(Entries taken from a collection)

PR #4652, opened 2021-03-27
Support providing custom error handler

dozed:
With this a `Request[F] => PartialFunction[Throwable, F[Response[F]]]` can be provided to the `ErrorHandling` middleware in order to map errors to responses.

### DIFF
--- a/server/src/test/scala/org/http4s/server/middleware/ErrorHandlingSuite.scala
+++ b/server/src/test/scala/org/http4s/server/middleware/ErrorHandlingSuite.scala
@@ -16,6 +16,7 @@
 
 package org.http4s.server.middleware
 
+import cats.data.OptionT
 import cats.effect.IO
 import org.http4s._
 import org.http4s.dsl.io._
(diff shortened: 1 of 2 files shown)


server/src/test/scala/org/http4s/server/middleware/ErrorHandlingSuite.scala
```diff
@@ -54,4 +55,47 @@ class ErrorHandlingSuite extends Http4sSuite {
...
+    ).orNotFound
+      .apply(request)
+      .map(_.status)
+      .assertEquals(Status.BadRequest)
+  }
+
+  test("Handle errors with a custom error handler via httpRoutes") {
+    ErrorHandling.httpRoutes(
+      routes(ErrorCode.CouldNotParseRequest),
+      (req: Request[IO]) => {
```
dozed, line 79: A type hint needs to be supplied, the compiler seems not to be able to infer that it is `Request[IO]`

ScalaWilliam: You should be able to do what you want by having `errorHandler` in another argument group

ScalaWilliam:
What was the use case that motivated this? Would be worth documenting as I would not spot this;

I'm thinking about these cases:
- If the middleware is producing the error, rather than the underlying code, should it not be done directly in the middleware, especially with regards to leaking out exceptions and handling them at user code? 
- If it's the user code producing an error, and the error is not being handled by the middleware already, then it is not to do with middleware, and could be done with `serviceErrorHandler` at `BlazeBuilder` level.

Thanks :-)

rossabaker:
I think the original idea behind this middleware was to phase out the error handlers on the builders, since it's more of a portable concern across backends?  I thought this had a customizable error function already, so clearly my memory fails me.  @ChristopherDavenport, do you remember the motiviation?

There's something appealing about any unhandled error being a 500, but there's also something appealing about solid default behavior where we return intelligent 4xx errors from the decoders, which is what the defaults do.

PR #4654, opened 2021-03-27
FileService: Querying /file.png/anything where /file.png is a file throws

ScalaWilliam:
Exception is `java.nio.file.FileSystemException: Not a directory`.
Found bot queries in Scala Algorithms logs that are leading to an HTTP 5xx error.

To avoid this, we explicitly check if what we are querying is a file, before attempting to resolve the real path; the exception is currently raised in particular where `.toRealPath` is called.

Alternative approach would be to capture the `FileSystemException` as well, but it could hide other errors like `AccessDeniedException`. Because we already do a check, the check for `NoSuchFileException` becomes redundant.

Before changing main code:
image

### DIFF
--- a/server/src/main/scala/org/http4s/server/staticcontent/FileService.scala
+++ b/server/src/main/scala/org/http4s/server/staticcontent/FileService.scala
@@ -22,8 +22,7 @@ import cats.data.{Kleisli, NonEmptyList, OptionT}
 import cats.effect.{Blocker, ContextShift, Sync}
 import cats.syntax.all._
 import java.io.File
-import java.nio.file.NoSuchFileException
-import java.nio.file.{LinkOption, Path, Paths}
+import java.nio.file.{Files, LinkOption, NoSuchFileException, Path, Paths}
 import org.http4s.headers.Range.SubRange
 import org.http4s.headers._
 import org.http4s.server.middleware.TranslateUri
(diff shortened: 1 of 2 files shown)


server/src/main/scala/org/http4s/server/staticcontent/FileService.scala
```diff
@@ -86,13 +85,14 @@ object FileService {
               case _ => OptionT.none
             }
           resolvedPath
-            .semiflatMap(path => F.delay(path.toRealPath(LinkOption.NOFOLLOW_LINKS)))
+            .flatMapF(path =>
+              F.delay(if (Files.exists(path)) Some(path.toRealPath(LinkOption.NOFOLLOW_LINKS))
```
rossabaker, line 89: Can we add the same LinkOption to the `exists` call to make it consistent with the `toRealPath`?

rossabaker (changes requested):
Eek.  Nice find.

This could be a separate PR, but I wonder whether we have the same issue in WebJar and Resource service.

server/src/main/scala/org/http4s/server/staticcontent/FileService.scala
ScalaWilliam: Done - thank you for pointing it out.

rossabaker:
I still think this is potentially an issue in the two related services, but this is good on its own.

PR #4656, opened 2021-03-29
Upgrade to jetty-9.4.39

rossabaker:


anilkumarmyla:
FWIW, after upgrading to http4s 0.21.21, we ran into https://github.com/eclipse/jetty.project/issues/6121 when using jetty client, had to downgrade to 0.21.20

rossabaker:
Thanks for the report.  I guess let's see if they can fix this in the 9.4 series.  I'll keep an eye on the other ticket.

PR #4658, opened 2021-03-29
Servlet 5.0 and friends

rossabaker:
Supersedes #4644.

### DIFF
--- a/build.sbt
+++ b/build.sbt
@@ -347,7 +347,7 @@ lazy val servlet = libraryProject("servlet")
     description := "Portable servlet implementation for http4s servers",
     startYear := Some(2013),
     libraryDependencies ++= Seq(
-      javaxServletApi % Provided,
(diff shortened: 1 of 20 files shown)


rossabaker:
If we do this before we split the repository, we'll need everyone compiling on JDK11, and have to exempt the Jetty modules from JDK8 in the build matrix.

rossabaker:
And we use Jetty in tests, so the plot thickens some more.

rossabaker:
We could use the `com.sun.net.httpserver` for tests.  We'll have to spin both Jetty modules off into their own repo, which is imminent anyway with the Great Schism.  I guess we're stuck on Servlet 3 in our 0.22/0.23 timeframe, but can start removing those Jetty test dependencies anytime.

armanbilge:
Superseded by https://github.com/http4s/http4s-servlet.

PR #4663, opened 2021-03-29
Upgrade sbt-twirl to v1.5.1

kusaeva:


rossabaker (approved):
:+1: on green.  Sorry we missed this on the first pass.

PR #4679, opened 2021-03-30
Upgrade lots of things

rossabaker:
Notably, cats-2.5.0, cats-effect-2.4.1, plus a bunch of internals.


rossabaker:
mdoc-2.2.19 is stripping our backticks.  We're trying to do the same, but we're not there yet!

What to work on:
Write the entries out a second time. Match them exactly.

Answer for this exercise:
PR #4652, opened 2021-03-27
Support providing custom error handler

dozed:
With this a `Request[F] => PartialFunction[Throwable, F[Response[F]]]` can be provided to the `ErrorHandling` middleware in order to map errors to responses.

### DIFF
--- a/server/src/test/scala/org/http4s/server/middleware/ErrorHandlingSuite.scala
+++ b/server/src/test/scala/org/http4s/server/middleware/ErrorHandlingSuite.scala
@@ -16,6 +16,7 @@
 
 package org.http4s.server.middleware
 
+import cats.data.OptionT
 import cats.effect.IO
 import org.http4s._
 import org.http4s.dsl.io._
(diff shortened: 1 of 2 files shown)


server/src/test/scala/org/http4s/server/middleware/ErrorHandlingSuite.scala
```diff
@@ -54,4 +55,47 @@ class ErrorHandlingSuite extends Http4sSuite {
...
+    ).orNotFound
+      .apply(request)
+      .map(_.status)
+      .assertEquals(Status.BadRequest)
+  }
+
+  test("Handle errors with a custom error handler via httpRoutes") {
+    ErrorHandling.httpRoutes(
+      routes(ErrorCode.CouldNotParseRequest),
+      (req: Request[IO]) => {
```
dozed, line 79: A type hint needs to be supplied, the compiler seems not to be able to infer that it is `Request[IO]`

ScalaWilliam: You should be able to do what you want by having `errorHandler` in another argument group

ScalaWilliam:
What was the use case that motivated this? Would be worth documenting as I would not spot this;

I'm thinking about these cases:
- If the middleware is producing the error, rather than the underlying code, should it not be done directly in the middleware, especially with regards to leaking out exceptions and handling them at user code? 
- If it's the user code producing an error, and the error is not being handled by the middleware already, then it is not to do with middleware, and could be done with `serviceErrorHandler` at `BlazeBuilder` level.

Thanks :-)

rossabaker:
I think the original idea behind this middleware was to phase out the error handlers on the builders, since it's more of a portable concern across backends?  I thought this had a customizable error function already, so clearly my memory fails me.  @ChristopherDavenport, do you remember the motiviation?

There's something appealing about any unhandled error being a 500, but there's also something appealing about solid default behavior where we return intelligent 4xx errors from the decoders, which is what the defaults do.

PR #4654, opened 2021-03-27
FileService: Querying /file.png/anything where /file.png is a file throws

ScalaWilliam:
Exception is `java.nio.file.FileSystemException: Not a directory`.
Found bot queries in Scala Algorithms logs that are leading to an HTTP 5xx error.

To avoid this, we explicitly check if what we are querying is a file, before attempting to resolve the real path; the exception is currently raised in particular where `.toRealPath` is called.

Alternative approach would be to capture the `FileSystemException` as well, but it could hide other errors like `AccessDeniedException`. Because we already do a check, the check for `NoSuchFileException` becomes redundant.

Before changing main code:
image

### DIFF
--- a/server/src/main/scala/org/http4s/server/staticcontent/FileService.scala
+++ b/server/src/main/scala/org/http4s/server/staticcontent/FileService.scala
@@ -22,8 +22,7 @@ import cats.data.{Kleisli, NonEmptyList, OptionT}
 import cats.effect.{Blocker, ContextShift, Sync}
 import cats.syntax.all._
 import java.io.File
-import java.nio.file.NoSuchFileException
-import java.nio.file.{LinkOption, Path, Paths}
+import java.nio.file.{Files, LinkOption, NoSuchFileException, Path, Paths}
 import org.http4s.headers.Range.SubRange
 import org.http4s.headers._
 import org.http4s.server.middleware.TranslateUri
(diff shortened: 1 of 2 files shown)


server/src/main/scala/org/http4s/server/staticcontent/FileService.scala
```diff
@@ -86,13 +85,14 @@ object FileService {
               case _ => OptionT.none
             }
           resolvedPath
-            .semiflatMap(path => F.delay(path.toRealPath(LinkOption.NOFOLLOW_LINKS)))
+            .flatMapF(path =>
+              F.delay(if (Files.exists(path)) Some(path.toRealPath(LinkOption.NOFOLLOW_LINKS))
```
rossabaker, line 89: Can we add the same LinkOption to the `exists` call to make it consistent with the `toRealPath`?

rossabaker (changes requested):
Eek.  Nice find.

This could be a separate PR, but I wonder whether we have the same issue in WebJar and Resource service.

server/src/main/scala/org/http4s/server/staticcontent/FileService.scala
ScalaWilliam: Done - thank you for pointing it out.

rossabaker:
I still think this is potentially an issue in the two related services, but this is good on its own.

PR #4656, opened 2021-03-29
Upgrade to jetty-9.4.39

rossabaker:


anilkumarmyla:
FWIW, after upgrading to http4s 0.21.21, we ran into https://github.com/eclipse/jetty.project/issues/6121 when using jetty client, had to downgrade to 0.21.20

rossabaker:
Thanks for the report.  I guess let's see if they can fix this in the 9.4 series.  I'll keep an eye on the other ticket.

PR #4658, opened 2021-03-29
Servlet 5.0 and friends

rossabaker:
Supersedes #4644.

### DIFF
--- a/build.sbt
+++ b/build.sbt
@@ -347,7 +347,7 @@ lazy val servlet = libraryProject("servlet")
     description := "Portable servlet implementation for http4s servers",
     startYear := Some(2013),
     libraryDependencies ++= Seq(
-      javaxServletApi % Provided,
(diff shortened: 1 of 20 files shown)


rossabaker:
If we do this before we split the repository, we'll need everyone compiling on JDK11, and have to exempt the Jetty modules from JDK8 in the build matrix.

rossabaker:
And we use Jetty in tests, so the plot thickens some more.

rossabaker:
We could use the `com.sun.net.httpserver` for tests.  We'll have to spin both Jetty modules off into their own repo, which is imminent anyway with the Great Schism.  I guess we're stuck on Servlet 3 in our 0.22/0.23 timeframe, but can start removing those Jetty test dependencies anytime.

armanbilge:
Superseded by https://github.com/http4s/http4s-servlet.

PR #4663, opened 2021-03-29
Upgrade sbt-twirl to v1.5.1

kusaeva:


rossabaker (approved):
:+1: on green.  Sorry we missed this on the first pass.

PR #4679, opened 2021-03-30
Upgrade lots of things

rossabaker:
Notably, cats-2.5.0, cats-effect-2.4.1, plus a bunch of internals.


rossabaker:
mdoc-2.2.19 is stripping our backticks.  We're trying to do the same, but we're not there yet!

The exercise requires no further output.